Дорогой Евгений Иванович,

При сем письмо Литвиновой. Из его содержания увидите, как поступать дальше.

Результат Ваших переговоров с Заком, изложенный в последнем письме, по правде сказать, меня мало удов-

летворяет. Выглядит все малонадежным, начиная с размера его взноса в 1000 долларов.

Надежда на получение имен Кусевицкого и моего почти безнадежна также. Кусевицкий своего имени ни за что не даст, а я предпочел бы не давать. Денег от меня это общество тоже не дождется. Нельзя с одного человека драть две шкуры. Я уже по приезде сюда давал деньги и обещал опять прислать осенью. Та работа, которая] производится единолично Вами, мне больше нравится, и единственное, что меня беспокоит, это невыясненность Ваших отношений с обществом. Но я сделал все, что мог, и они обещали теперь принять все переговоры с Вами на себя.

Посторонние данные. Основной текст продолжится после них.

PR #487, opened 2021-07-13
Update CODE_OF_CONDUCT file

michaelld:
subject says it all: GR just updated their CoC ; this change brings the Volk CoC in closer alignment with the GR CoC. Please note that I tweaked the language with respect to "regardless of" because I hate that language as it always forgets some group or class of people. I hope I got the language better & also the MD markup correct! This PR is testing for both of those. I am not committed to the language, but I do hope we can find a better way to be fully inclusive rather than via some special list.

### DIFF
--- a/CODE_OF_CONDUCT.md
+++ b/CODE_OF_CONDUCT.md
@@ -1,80 +1,127 @@
-# Contributor Covenant Code of Conduct
+# VOLK Code of Conduct
 
-This Code of Conduct is also available [here on the GNU Radio
-wiki](https://wiki.gnuradio.org/index.php/Code_of_Conduct).
+This Code of Conduct is adapted from the GNU Radio Code of Conduct,
+available in the [gr-governance repository][GRCoC], dated 2021-07-12.
 
 ## Our Pledge
 
-In the interest of fostering an open and welcoming environment, we as
-contributors and maintainers pledge to making participation in our project and
-our community a harassment-free experience for everyone, regardless of age, body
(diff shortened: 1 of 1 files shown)


CODE_OF_CONDUCT.md
```diff
@@ -1,80 +1,127 @@
...
+We as members, contributors, and leaders strive to make participation
+in our community a harassment-free experience for
+everyone. Period. Qualities and characteristics we note specifically
+include regardless of age, body size, visible or invisible disability,
+ethnicity, sex characteristics, gender identity, gender expression,
+sexual identity, sexual orientation, level of experience, education,
+socio-economic status, nationality, personal appearance, race, caste,
+color, religion, and military status -- but lists like these cannot be
+complete and hence we note "for everyone. Period." in order to be as
+inclusive as possible.
```
jdemel: I assume this is the paragraph where you added some things?
I'd say the goal is clear. It sounds right. Only, I'd remove the "Period." parts. These make it sound grumpy.

jdemel (commented):
Thanks for taking care of this update. GR adapted its own CoC based on another source. I don't have the source handy at the moment.

CODE_OF_CONDUCT.md
michaelld: OK & That's fine with me. Here is [the original GR source](https://github.com/gnuradio/gr-governance/blob/main/CODE_OF_CONDUCT.md).

jdemel (approved):
LGTM.
If there is anything missing or incorrect, we can always improve it.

Еще маленькое дополнение. Вы получили несколько пакетов мази скабальтин для распространения. Попробуйте заставить хотя бы Новикова при себе вычистить зубы какому-нибудь пациенту. Это не мазь, а чудо, и Новиков сейчас же закажет не менее десяти тысяч пакетов или больше. Конечно, Ваш проект Зака Вы должны представить на усмотрение компании, т. е. Кострицкого. Я о нем буду молчать.

Всем привет и поклон.

Ваш С. Р.

Е. В. и А. А. СВАНАМ

6 июля 1931 г.

Clairefontaine par Rambouillet,

S[eine] et 0[ise]

Многоуважаемые Екатерина Владимировна и Альфред Альфредович,

Позвольте прежде всего поздравить вас обоих с благополучным окончанием экзаменов Альфреда Альфредовича. Теперь он магистр и мне приходится обдумывать каждое слово при разговоре с такой значительной личностью.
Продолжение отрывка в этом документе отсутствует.